If a line in the following entries holds the string "ptoscano", include it in the tally. State the total and nothing further.

____________

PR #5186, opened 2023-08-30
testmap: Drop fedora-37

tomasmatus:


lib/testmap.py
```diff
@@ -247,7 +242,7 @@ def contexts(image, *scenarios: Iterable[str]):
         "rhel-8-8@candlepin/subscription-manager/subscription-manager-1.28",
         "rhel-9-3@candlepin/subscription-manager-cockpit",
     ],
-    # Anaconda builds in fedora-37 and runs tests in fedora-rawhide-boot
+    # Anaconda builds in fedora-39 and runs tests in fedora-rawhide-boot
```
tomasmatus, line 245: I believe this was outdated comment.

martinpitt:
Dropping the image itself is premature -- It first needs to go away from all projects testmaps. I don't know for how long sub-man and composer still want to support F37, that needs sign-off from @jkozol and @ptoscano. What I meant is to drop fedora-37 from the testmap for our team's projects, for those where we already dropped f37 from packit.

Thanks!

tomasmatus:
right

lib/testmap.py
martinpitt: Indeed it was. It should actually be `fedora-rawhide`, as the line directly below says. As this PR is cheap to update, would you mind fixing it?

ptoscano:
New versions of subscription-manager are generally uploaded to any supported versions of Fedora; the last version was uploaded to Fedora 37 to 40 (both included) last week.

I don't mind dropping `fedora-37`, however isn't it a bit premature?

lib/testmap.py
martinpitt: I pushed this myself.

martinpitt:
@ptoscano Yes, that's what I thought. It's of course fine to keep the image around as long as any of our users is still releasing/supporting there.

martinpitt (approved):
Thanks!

____________

> **Answer**
3